### DATA FOR THIS EXERCISE
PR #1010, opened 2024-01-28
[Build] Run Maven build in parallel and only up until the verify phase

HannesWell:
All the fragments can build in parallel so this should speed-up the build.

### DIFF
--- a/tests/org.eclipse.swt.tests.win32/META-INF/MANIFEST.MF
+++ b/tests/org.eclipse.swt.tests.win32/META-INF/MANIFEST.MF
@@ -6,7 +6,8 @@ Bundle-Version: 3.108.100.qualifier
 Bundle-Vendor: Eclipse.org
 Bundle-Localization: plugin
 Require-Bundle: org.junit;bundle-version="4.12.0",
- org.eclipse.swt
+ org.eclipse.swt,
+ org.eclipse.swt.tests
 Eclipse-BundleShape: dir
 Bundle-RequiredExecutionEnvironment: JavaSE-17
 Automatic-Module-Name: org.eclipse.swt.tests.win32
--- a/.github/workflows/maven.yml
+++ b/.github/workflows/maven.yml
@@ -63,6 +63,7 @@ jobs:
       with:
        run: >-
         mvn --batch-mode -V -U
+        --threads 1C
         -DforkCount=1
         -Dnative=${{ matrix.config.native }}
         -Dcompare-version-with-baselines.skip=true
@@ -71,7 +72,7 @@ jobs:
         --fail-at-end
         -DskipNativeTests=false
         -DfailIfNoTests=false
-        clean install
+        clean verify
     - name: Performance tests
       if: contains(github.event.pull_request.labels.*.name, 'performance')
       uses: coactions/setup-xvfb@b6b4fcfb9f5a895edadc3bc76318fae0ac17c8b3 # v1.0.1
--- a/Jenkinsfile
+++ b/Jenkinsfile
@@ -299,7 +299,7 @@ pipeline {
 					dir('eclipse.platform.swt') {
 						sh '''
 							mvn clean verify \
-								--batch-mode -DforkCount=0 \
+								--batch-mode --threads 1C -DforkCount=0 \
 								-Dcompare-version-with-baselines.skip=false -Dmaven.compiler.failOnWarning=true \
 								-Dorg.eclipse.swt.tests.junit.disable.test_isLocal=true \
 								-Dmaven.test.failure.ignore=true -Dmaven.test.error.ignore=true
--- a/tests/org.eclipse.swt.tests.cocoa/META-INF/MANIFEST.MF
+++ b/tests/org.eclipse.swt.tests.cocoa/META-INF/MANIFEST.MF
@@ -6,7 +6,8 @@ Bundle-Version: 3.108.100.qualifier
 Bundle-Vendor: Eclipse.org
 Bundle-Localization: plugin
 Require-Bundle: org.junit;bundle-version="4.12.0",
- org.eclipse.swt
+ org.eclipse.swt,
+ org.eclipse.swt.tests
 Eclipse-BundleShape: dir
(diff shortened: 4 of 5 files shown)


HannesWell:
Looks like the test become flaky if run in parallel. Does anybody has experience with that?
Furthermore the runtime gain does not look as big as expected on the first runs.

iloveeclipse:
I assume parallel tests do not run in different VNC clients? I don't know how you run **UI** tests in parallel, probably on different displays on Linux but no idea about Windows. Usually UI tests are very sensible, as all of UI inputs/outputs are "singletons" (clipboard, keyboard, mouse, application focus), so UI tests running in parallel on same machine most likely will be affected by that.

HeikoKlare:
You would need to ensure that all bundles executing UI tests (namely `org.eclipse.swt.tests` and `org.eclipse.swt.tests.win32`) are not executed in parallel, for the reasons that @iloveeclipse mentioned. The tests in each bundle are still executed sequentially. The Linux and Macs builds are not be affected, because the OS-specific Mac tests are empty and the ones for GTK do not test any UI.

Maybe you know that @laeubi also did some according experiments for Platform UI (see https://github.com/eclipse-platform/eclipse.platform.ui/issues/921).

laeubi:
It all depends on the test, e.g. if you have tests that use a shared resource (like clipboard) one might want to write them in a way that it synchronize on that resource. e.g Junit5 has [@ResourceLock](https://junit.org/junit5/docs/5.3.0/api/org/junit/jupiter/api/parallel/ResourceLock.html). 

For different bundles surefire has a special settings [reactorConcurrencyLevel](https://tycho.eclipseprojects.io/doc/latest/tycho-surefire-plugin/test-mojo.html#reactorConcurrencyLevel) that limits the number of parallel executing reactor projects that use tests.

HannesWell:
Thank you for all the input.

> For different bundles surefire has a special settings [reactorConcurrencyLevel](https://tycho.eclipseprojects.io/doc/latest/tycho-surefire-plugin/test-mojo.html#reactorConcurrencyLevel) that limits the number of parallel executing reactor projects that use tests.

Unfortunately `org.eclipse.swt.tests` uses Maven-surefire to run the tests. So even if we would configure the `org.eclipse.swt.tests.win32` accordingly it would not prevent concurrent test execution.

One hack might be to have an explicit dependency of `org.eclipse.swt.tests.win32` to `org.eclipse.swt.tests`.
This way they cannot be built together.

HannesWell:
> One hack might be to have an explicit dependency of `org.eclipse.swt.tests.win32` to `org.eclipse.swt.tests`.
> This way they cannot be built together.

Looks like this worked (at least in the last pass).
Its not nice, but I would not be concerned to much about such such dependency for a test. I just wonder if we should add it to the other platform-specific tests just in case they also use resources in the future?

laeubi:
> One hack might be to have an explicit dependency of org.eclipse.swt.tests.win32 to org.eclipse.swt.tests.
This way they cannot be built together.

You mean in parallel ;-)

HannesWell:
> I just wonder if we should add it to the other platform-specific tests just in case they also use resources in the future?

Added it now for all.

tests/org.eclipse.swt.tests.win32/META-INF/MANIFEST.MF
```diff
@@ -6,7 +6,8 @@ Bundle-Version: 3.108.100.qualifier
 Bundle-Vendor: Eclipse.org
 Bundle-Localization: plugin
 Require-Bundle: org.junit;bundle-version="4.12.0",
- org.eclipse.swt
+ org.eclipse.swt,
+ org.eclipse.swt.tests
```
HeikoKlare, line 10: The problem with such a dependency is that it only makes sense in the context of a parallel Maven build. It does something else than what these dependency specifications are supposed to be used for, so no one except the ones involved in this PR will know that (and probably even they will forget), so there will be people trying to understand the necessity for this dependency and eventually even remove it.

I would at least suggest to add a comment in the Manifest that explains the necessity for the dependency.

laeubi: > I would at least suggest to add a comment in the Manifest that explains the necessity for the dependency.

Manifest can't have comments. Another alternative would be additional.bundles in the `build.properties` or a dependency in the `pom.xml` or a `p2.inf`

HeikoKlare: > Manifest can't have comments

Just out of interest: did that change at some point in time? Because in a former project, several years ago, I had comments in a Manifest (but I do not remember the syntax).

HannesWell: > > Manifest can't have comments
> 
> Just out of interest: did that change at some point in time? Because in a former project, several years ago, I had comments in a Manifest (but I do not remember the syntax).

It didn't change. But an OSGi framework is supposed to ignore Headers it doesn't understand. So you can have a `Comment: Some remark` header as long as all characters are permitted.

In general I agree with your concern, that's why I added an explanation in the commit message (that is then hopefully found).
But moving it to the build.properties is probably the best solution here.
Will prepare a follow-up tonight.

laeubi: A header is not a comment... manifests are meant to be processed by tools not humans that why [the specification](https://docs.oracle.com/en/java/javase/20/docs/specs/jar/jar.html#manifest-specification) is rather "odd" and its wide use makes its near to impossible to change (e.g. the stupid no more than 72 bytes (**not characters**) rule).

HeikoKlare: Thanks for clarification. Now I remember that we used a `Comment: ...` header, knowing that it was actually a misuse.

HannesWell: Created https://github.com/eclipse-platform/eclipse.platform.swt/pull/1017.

--

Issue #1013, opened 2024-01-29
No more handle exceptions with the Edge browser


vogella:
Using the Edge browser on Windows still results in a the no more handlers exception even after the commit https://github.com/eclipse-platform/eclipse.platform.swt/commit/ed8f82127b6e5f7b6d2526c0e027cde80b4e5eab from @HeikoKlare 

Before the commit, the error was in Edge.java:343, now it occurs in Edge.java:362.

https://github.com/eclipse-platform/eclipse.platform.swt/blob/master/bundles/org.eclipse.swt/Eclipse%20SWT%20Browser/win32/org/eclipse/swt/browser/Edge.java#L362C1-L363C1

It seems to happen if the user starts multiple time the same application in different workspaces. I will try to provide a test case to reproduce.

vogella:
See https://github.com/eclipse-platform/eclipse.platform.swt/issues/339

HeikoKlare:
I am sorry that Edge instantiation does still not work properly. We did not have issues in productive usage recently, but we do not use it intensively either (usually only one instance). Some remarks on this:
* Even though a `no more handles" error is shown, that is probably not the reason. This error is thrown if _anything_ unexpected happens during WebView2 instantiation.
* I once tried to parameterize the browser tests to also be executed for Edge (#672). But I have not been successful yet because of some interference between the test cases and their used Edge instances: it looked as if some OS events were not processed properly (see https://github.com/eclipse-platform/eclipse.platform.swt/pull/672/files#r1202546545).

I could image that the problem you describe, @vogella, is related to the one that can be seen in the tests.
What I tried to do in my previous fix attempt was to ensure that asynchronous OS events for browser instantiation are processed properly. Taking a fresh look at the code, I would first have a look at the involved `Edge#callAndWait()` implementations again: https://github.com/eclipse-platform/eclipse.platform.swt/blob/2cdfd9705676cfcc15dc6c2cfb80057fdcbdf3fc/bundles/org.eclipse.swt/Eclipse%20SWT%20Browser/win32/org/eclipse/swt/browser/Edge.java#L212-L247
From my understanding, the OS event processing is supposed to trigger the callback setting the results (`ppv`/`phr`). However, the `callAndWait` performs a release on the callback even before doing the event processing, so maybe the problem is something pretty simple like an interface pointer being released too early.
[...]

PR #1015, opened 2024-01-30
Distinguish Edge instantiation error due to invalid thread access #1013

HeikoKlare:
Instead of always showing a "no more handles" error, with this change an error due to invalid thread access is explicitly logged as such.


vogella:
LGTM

...

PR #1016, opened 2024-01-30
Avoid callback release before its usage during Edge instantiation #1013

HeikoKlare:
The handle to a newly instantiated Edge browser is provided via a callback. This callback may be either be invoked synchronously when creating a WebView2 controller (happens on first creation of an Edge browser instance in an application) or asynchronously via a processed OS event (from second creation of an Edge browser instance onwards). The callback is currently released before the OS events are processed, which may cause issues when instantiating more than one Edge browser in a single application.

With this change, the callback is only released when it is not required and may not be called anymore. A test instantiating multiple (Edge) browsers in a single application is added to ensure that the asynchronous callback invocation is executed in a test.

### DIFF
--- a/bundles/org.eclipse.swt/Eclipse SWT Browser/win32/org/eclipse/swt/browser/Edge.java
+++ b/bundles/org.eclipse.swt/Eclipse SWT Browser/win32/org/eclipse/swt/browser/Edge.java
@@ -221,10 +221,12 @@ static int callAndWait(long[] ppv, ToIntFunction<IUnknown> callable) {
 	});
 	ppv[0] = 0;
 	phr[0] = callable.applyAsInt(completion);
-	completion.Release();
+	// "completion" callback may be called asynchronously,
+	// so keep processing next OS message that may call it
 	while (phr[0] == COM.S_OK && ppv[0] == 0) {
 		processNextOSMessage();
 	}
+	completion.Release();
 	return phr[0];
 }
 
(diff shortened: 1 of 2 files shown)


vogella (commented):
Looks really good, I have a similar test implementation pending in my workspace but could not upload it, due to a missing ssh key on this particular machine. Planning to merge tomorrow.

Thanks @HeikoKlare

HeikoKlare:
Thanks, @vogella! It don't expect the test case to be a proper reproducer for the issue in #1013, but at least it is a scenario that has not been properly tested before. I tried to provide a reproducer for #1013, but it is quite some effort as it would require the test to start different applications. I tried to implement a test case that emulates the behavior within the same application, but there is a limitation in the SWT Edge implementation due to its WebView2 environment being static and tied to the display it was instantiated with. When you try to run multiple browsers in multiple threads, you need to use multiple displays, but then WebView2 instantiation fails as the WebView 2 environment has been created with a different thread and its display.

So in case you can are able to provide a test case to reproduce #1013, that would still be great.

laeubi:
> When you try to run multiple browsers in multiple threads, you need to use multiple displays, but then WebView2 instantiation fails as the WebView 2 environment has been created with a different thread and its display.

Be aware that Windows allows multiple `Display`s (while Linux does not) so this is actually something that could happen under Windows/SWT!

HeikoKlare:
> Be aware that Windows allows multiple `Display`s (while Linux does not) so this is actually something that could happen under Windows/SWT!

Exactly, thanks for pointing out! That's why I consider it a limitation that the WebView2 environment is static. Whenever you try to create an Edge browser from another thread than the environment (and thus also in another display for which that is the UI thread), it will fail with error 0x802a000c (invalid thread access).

### INSTRUCTIONS FOR THE TASK
Within the material above, copy exactly the lines from the line that holds "PR #1010, opened 2024-01-28" up to and including the line that holds "--- a/tests/org.eclipse.swt.tests.win32/META-INF/MANIFEST.MF".

### WRITTEN ANSWER
PR #1010, opened 2024-01-28
[Build] Run Maven build in parallel and only up until the verify phase

HannesWell:
All the fragments can build in parallel so this should speed-up the build.

### DIFF
--- a/tests/org.eclipse.swt.tests.win32/META-INF/MANIFEST.MF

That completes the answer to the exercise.